Lastly, although proper centration and treatment zone are key factors when designing lenses specifically for myopia control, also bear in mind that certain refractive errors provide the best and most predictable clinical results. Low to moderate levels of myopia of –0.50D to –4.50D and up to –1.50D of astigmatism are considered best candidates (Cho and Cheung, 2012; Santodomingo-Rubido et al, 2012; Chen et al, 2013). There are certainly ortho-k designs that can successfully accommodate both higher myopia and astigmatism, but these applications would be considered off-label. In addition, some patients with higher refractive errors may experience reduced vision due to partial correction because of the anatomical restriction of the cornea.
Ortho-k lenses are a fantastic option for patients looking to eliminate daytime vision correction while also benefiting from myopia control. To optimize the patient’s experience, it’s critical to ensure the refractive error is within an acceptable range, the lenses are properly centered, and the treatment zone is appropriately sized.
REFERENCES
1. Hiraoka T. Myopia Control With Orthokeratology: A Review. Eye Contact Lens. 2022 Mar 1;48:100-104.
2. Walline JJ. Myopia Control: A Review. Eye Contact Lens. 2016 Jan;42:3-8.
3. Hiraoka T, Kakita T, Okamoto F, Takahashi H, Oshika T. Long-term effect of overnight orthokeratology on axial length elongation in childhood myopia: a 5-year follow-up study. Invest Ophthalmol Vis Sci. 2012;53:3913-3919.

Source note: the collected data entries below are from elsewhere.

PR #9149, opened 2024-09-16
fix(product): check if duplicate variant exists

fPolic:
**What**
- validate that the combination of options provided on variant create and update doesn't exist on another variant
- add check that variants has the same number of option values as product has options
- update tests

**Note**
- this covers only variant create/update, we need to add a similar check when creating and updating variants with products but this will be added in a separate PR

---

FIXES FRMW-2707


integration-tests/http/__tests__/product/admin/product.spec.ts
```diff
@@ -2641,33 +2641,6 @@ medusaIntegrationTestRunner({
           ).toEqual("Updated variant")
         })
 
-        it("removes options not present in update", async () => {
```
fPolic, line 2644: removed since a variant cannot have a subset of options set

packages/modules/product/src/services/product-module-service.ts
```diff
@@ -1759,4 +1801,35 @@ export default class ProductModuleService
...
+          variantData.product_id! !== v.product_id ||
+          !variantData.options?.length
+        ) {
+          return false
+        }
+
+        return (variantData.options as unknown as { id: string }[])!.every(
+          ({ id: optionValueId }) =>
+            !!v.options.find((vo) => vo.id === optionValueId)
+        )
```
olivermrbl: nit(non-blocking): Can we improve readability here, think we try to jam a lot of things into a one-liner here 😄

olivermrbl (approved):
LGTM

srindom:
@fPolic - why was this closed?

srindom:
NVM - see its in favor of https://github.com/medusajs/medusa/pull/9171

fPolic:
Yes moved everything to #9171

4. Swarbrick HA, Alharbi A, Watt K, Lum E, Kang P. Myopia control during orthokeratology lens wear in children using a novel study design. Ophthalmology. 2015;122:620-630.
5. Gong G, Zhang BN, Guo T, et al. Efficacy of orthokeratology lens with the modified small treatment zone on myopia progression and visual quality: a randomized clinical trial. Eye Vis (Lond). 2024 Sep 2;11:35.
6. Cho P, Cheung SW. Retardation of myopia in Orthokeratology (ROMIO) study: a 2-year randomized clinical trial. Invest Ophthalmol Vis Sci. 2012 Oct 11;53:7077-7085.
7. Santodomingo-Rubido J, Villa-Collar C, Gilmartin B, Gutiérrez-Ortega R. Myopia control with orthokeratology contact lenses in Spain: refractive and biometric changes. Invest Ophthalmol Vis Sci. 2012 Jul 31;53:5060-5065.
8. Chen C, Cheung SW, Cho P. Myopia control using toric orthokeratology (TO-SEE study). Invest Ophthalmol Vis Sci. 2013 Oct 3;54:6510-6517.